We have taken a very firm position on the violence that the Syrian government is inflicting on the Syrian population right from the beginning. As you know, we sought a strong resolution in the Security Council. Unfortunately, we were blocked by China and Russia, which I think was an unfortunate mistake. But we have been clear that this kind of conduct by a government against its people is unacceptable. We have joined with you in rallying international support against the regime. We have called on Bashar al-Assad to step down, as you have. What we are not prepared to do and what I don’t think the region, including Turkey, would really want us to do would be to actually commit US forces to Syria. Our people would never support it. I don’t think the region would support it, and I think it could be distinctly counter-productive. Our two governments remain in very close consultation on this. There was strong international support for the position that Turkey was among the first to stake out, so by no means should Turkey feel isolated in this endeavor. We’ll stand together here as we have stood together in so many other places.

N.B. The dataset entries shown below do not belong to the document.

PR #1027, opened 2025-01-14
fix: overflow bug for pendingDiff input

8sunyuan:
Due to casting not causing a revert in `_addInt128`, its possible to cast and truncate a value that overflows. This introduces several problems but the one outlined in the added test shows you can manipulate encumberedMagnitude to be 0 and infinitely allocate instead of being capped by maxMagnitude. 
This simple fix will now safecast and cause a revert if overflow occurs when downcasting to a `uint64`. If needed, we can only add a check on the input param so that the new magnitude allocation is <= WAD


wadealexc (approved):
LGTM

ypatil12 (approved):

PR #1031, opened 2025-01-15
Alex/upgrade test refactor

wadealexc:


ypatil12 (approved):
Nice simplification. 

In ReadME: 
> Note how the initial staker actions are  NOT followed by check_X_State methods. This is because, before calling _upgradeEigenLayerContracts, the test is being run on old contracts. Adding invariant checks to old state transitions is not the point of this test and would add a lot of maintenance overhead.

This should mean we can simplify some checks as part of this PR:

1. https://github.com/Layr-Labs/eigenlayer-contracts/blob/7b8ebd105bf6bdca1f63509365d317f7b122e39f/src/test/integration/IntegrationBase.t.sol#L1489-L1491
2. https://github.com/Layr-Labs/eigenlayer-contracts/blob/7b8ebd105bf6bdca1f63509365d317f7b122e39f/src/test/integration/IntegrationBase.t.sol#L1659-L1661

Regardless will approve

wadealexc:
> Nice simplification.
> 
> In ReadME:
> 
> > Note how the initial staker actions are  NOT followed by check_X_State methods. This is because, before calling _upgradeEigenLayerContracts, the test is being run on old contracts. Adding invariant checks to old state transitions is not the point of this test and would add a lot of maintenance overhead.
> 
> This should mean we can simplify some checks as part of this PR:
> 
>     1. https://github.com/Layr-Labs/eigenlayer-contracts/blob/7b8ebd105bf6bdca1f63509365d317f7b122e39f/src/test/integration/IntegrationBase.t.sol#L1489-L1491
> 
>     2. https://github.com/Layr-Labs/eigenlayer-contracts/blob/7b8ebd105bf6bdca1f63509365d317f7b122e39f/src/test/integration/IntegrationBase.t.sol#L1659-L1661
> 
> 
> Regardless will approve

:+1: , I have already removed these in another PR I'm working on locally!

People are talking about Turkey being a model, a source of inspiration for the Arab Spring, for Muslim countries, even for Afghanistan. How credible do you think these debates are?
Turkey I think is a great example of a sustained institutionalized democracy in a Muslim country. I think therefore Turkey is a great example for these new orders that are emerging in parts of the Arab world as well as here in Afghanistan. I think Turkey has a very positive role to play in demonstrating how democracy can and should work in an Islamic country.
I hope very much that Turkey will sustain its major and positive role in Afghanistan. You know Afghanistan. Afghans have a strong affinity for Turkey for historical reasons as well as your positive engagement since 2001. I think in short, Turkey is both a great model but also a great partner for the US and the rest of NATO, and I know you’ll continue to play that role.